Am finally, clearly recovering. But the key lesson is, as far as you feel anything, and I mean, anything in your BF, do not run and must do the required physio to break down the scar tissue, and heal it. Then gradually resume. No choice.

The slowest healing part of my group is obviously, the tendon portion. 8 weeks median, 14-30 weeks numerous patients. It takes that long for collagen cells to become functional tendons.... A single run step at 80% would, guaranteed, set me back. Two runs and I would be fully reinjured again.

Even if my piriformis is 90% healed and I can run 100% (as I seem to do these past two years) I now know better and will heal it first, completely. Done it before on other muscles, this one is not different. I do not want an avulsion or permanently scarred hamstring group..

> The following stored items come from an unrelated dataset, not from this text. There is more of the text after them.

PR #1272, opened 2022-05-06
Staggered MG hotfix: field location and zeroing for coarse KD build.

weinbe2:
This quick hotfix PR fixes some holes in appropriately zeroing fields (we lucked out on UB before) and setting field locations for staggered MG when not using the optimized KD pathway.


maddyscientist (approved):
Looks good.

Medical articles, sports medicine all said the same thing: a hamstring injury must be treated as a chain thing, in parallel with hip and lower back evaluations and never in isolation. They were right, as my physio and chiro found a chain effect. You could heal an SI joint but a defective HS will lock it up again... Or you can heal a hamstring but a locked SI joint will not mov eand that hamstring will be overstretched from the get go.

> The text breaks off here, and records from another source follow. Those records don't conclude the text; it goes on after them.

Issue #1273, opened 2022-05-06
2.8 * M_PI, is it a typo?


jxy:
https://github.com/lattice/quda/blob/6d16d9e06ac1aca084638db116b0dd1a0ab035b6/include/targets/cuda/math_helper.cuh#L96

maddyscientist:
That is a typo.  Thanks for the catch.  It's a harmless one, since `a < 2 π`, but good to fix

maddyscientist:
Bug fix pushed, will close then when the branch in question is merged in.

PR #1277, opened 2022-05-17
Feature/reduce runtime blocksize

maddyscientist:
This PR's main addition is the change of QUDA utilizing a compile-time definition of the block size in the (block) reduction to one deployed using a run-time block size
* All kernels that utilize either the `reduce` function or the `BlockReduce` helper now do so using the run-time block size only.
* Major reduction in compilation time since we no longer instantiate a kernel template for each block size
* Major reduction in library binary size as well
* In the CUDA target, we can now use either cooperative groups or CUB for the warp reduction
  * Present default is cooperative groups (`#define USE_CG` at the top of block_reduction_helper.h)  
* No measurable performance regression from this change, and indeed, many reduction kernels are actually faster
* Added heuristics to reduce autotuning time for (multi-) reduction kernels (pruning the grid space)
* This PR affects the target-specific code.  I have already applied the necessary changes for HIP, @jcosborn you'll likely need to make some tweaks at your end for your SYCL branch
* Improved compilation time for multi-blas through avoiding unnecessarily instantiated templates (`NXZ = 128` is not ever needed).  This also avoids any local memory in these kernels.
* `atomic_type` helper for splitting up objects into atomic safe constituents is now done through explicit instantiation to prevent silent errors which reared its head during development of this branch
* Improved robustness of multigrid verification to prevent erroneous test passing if `Nan` or `inf` permeates the result
* Fixed a bug in the plaquette kernel which reared its head with the changes in this branch
* Fixed a bug in include/targets/cuda/math_helper.cuh (#1273)
* Some compiler warnings fixed from when using clang 14


maddyscientist:
Regarding portability:
* All changes required for HIP should have been done already.  I have confirmed that the HIP target compiles at least, @bjoo I'll leave to you to test how well this works on red team
* @jcosborn Some changes for your SYCL branch will be needed here, but I imagine nothing to onerous.

include/targets/cuda/reduce_helper.h
```diff
@@ -180,63 +237,46 @@ namespace quda
...
-
-    // finish the reduction if last block
-    if (isLastBlockDone[target::thread_idx().z]) {
-      auto i = target::thread_idx().y * block_size_x + target::thread_idx().x;
-      T sum = r.init();
-      while (i < target::grid_dim().x) {
-        sum = r(sum, arg.partial[idx * target::grid_dim().x + i].load(cuda::std::memory_order_relaxed));
-        i += block_size_x * block_size_y;
+        // determine if last block
+        isLastBlockDone[target::thread_idx().z] = (value == (target::grid_dim().x - 1));
```
hummingtree, line 265: Maybe I am missing something, but shouldn't here be `value == target::grid_dim().x * target::grid_dim().y - 1`?

hummingtree: And the above short circuit should take `target::grid_dim().y` into account as well?

maddyscientist: No, this is intentional.  As per the doxygen for the reduction kernels:
> The y thread dimension is constrained to remain inside the thread block and this dimension is contracted in the reduction.

maddyscientist: In other words the global reduction is only done over the x dimension.  So in summary:
* x: global reduction
* y: block reduction
* z: batch dimension, no reduction done

hummingtree: Got it. Thanks.

hummingtree (approved):
Getting rid of the block size template is just too good to be true. :) Thanks for this great clean up.

mathiaswagner:
Chroma looks good now. @weinbe2 we probably should check with MILC.

include/color_spinor_field_order.h
```diff
@@ -876,6 +876,20 @@ namespace quda
 
 #endif
 
+      template <typename reducer, typename helper>
```
weinbe2, line 889: doxygen

include/kernels/multi_reduce_core.cuh
```diff
@@ -15,16 +15,10 @@ namespace quda
 
     /**
        @brief Return the batch block size used for multi reductions.
-       For now, we leave this at 1 unless fast-compilation is enabled,
-       since it provides negligible benefit (but substantially longer
-       tuning).  When fast-compilation is enabled, the increased batch
-       count can dramatically improve performance.
+       For now, we leave this at 1, but this is something that will be
```
weinbe2: Typo, should be "8"

maddyscientist: Actually that comment is completely wrong now since fast reduce compilation is gone now.  Will update in next push

include/targets/cuda/reduce_helper.h
```diff
@@ -167,76 +151,137 @@ namespace quda
...
+      if constexpr (coalesced_write) {
+        static_assert(n <= device::warp_size(), "reduction array is greater than warp size");
+        auto mask = __ballot_sync(0xffffffff, target::thread_idx().x < n);
+        if (target::thread_idx().x < n && target::thread_idx().y == 0) {
+          atomic_t sum_tmp[n];
+          memcpy(sum_tmp, &sum, sizeof(sum));
+
+          atomic_t s = sum_tmp[0];
+#pragma unroll
+          for (int i = 1; i < n; i++) {
```
weinbe2, line 185: I believe there's a corner case where this could break if `blockDim.x < n <= device::warp_size()` --- is this a situation worth worrying about?

include/targets/generic/reduce_helper.h
```diff
@@ -143,17 +141,17 @@ namespace quda
 
     // finish the reduction if last block
     if (isLastBlockDone[target::thread_idx().z]) {
-      auto i = target::thread_idx().y * block_size_x + target::thread_idx().x;
+      auto i = target::thread_idx().y * target::block_dim().x + target::thread_idx().x;
```
weinbe2: `thread_idx_linear`

include/targets/generic/reduce_helper.h
```diff
@@ -143,17 +141,17 @@ namespace quda
...
         sum = r(sum, const_cast<T &>(static_cast<volatile T *>(arg.partial)[idx * target::grid_dim().x + i]));
-        i += block_size_x * block_size_y;
+        i += target::block_dim().x * target::block_dim().y;
       }
 
       sum = BlockReduce(target::thread_idx().z).Reduce(sum, r);
 
       // write out the final reduced value
-      if (target::thread_idx().y * block_size_x + target::thread_idx().x == 0) {
+      if (target::thread_idx().y * target::block_dim().x + target::thread_idx().x == 0) {
```
weinbe2: `thread_idx_linear`

maddyscientist: 7eba3b448a0f8cc73db93469991e3d6ae0b911d0

include/targets/generic/reduce_helper.h
maddyscientist: 7eba3b448a0f8cc73db93469991e3d6ae0b911d0

include/targets/cuda/reduce_helper.h
maddyscientist: 7eba3b448a0f8cc73db93469991e3d6ae0b911d0

include/kernels/multi_reduce_core.cuh
maddyscientist: aa3f7b9db9b23ed8a60628df9b078e1d9076d216

include/color_spinor_field_order.h
maddyscientist: c78f27c0a8e1af7736657bdca3c8b710254317f7

tests/utils/host_utils.cpp
```diff
@@ -98,7 +98,7 @@ void setQudaDefaultMgTestParams()
     smoother_solve_type[i] = QUDA_INVALID_SOLVE;
     mg_schwarz_type[i] = QUDA_INVALID_SCHWARZ;
     mg_schwarz_cycle[i] = 1;
-    smoother_type[i] = QUDA_GCR_INVERTER;
+    smoother_type[i] = QUDA_MR_INVERTER;
```
weinbe2, line 101: What was this change for?

weinbe2 (approved):
Minus a spurious question (and mayhaps the need for a `clang-format`?) I approve of this PR. Great clean-up/optimization work!

tests/utils/host_utils.cpp
maddyscientist: Because this was the documented default.  It seemingly got changed seemingly, I assume when the test clean up was done.  Good to have docs match actual behavior.

mathiaswagner (approved):

bjoo (approved):
Finally. I figured out how to review this. - after accidentally taking myself off the reviewer list and adding Carleton on and taking him off again.... 

In any case I built the code on Crusher, and ran it. It seems fine functionally in terms of HMC and perf on 1 node is in line with expectations.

Finally, remembering the injury history is critical at establishing a diagnostic, as well as healing roadmap. An understanding of anatomy also important.

Speedy recovery...

Oh I forgot... Anti inflammatories are good and bad. they help reduce inflammation or pain (say a sciatic type issue), and to get out of bed. Drop the swelling (for bigger tears, Grades 2-3 or 3) which you appear not have as you can still function). But BAD as they slow down the very inflammation that is designed to envelop and heal your tendons.. Key is I had maybe a Grade 1 to 2 strain, and no requirement for steroid or PRP injection. From my surgeries though, bottom line: never use NSAIDs unless in pain or as directed, otherwise, so say the specialists, they slow down the repair of torn tissue.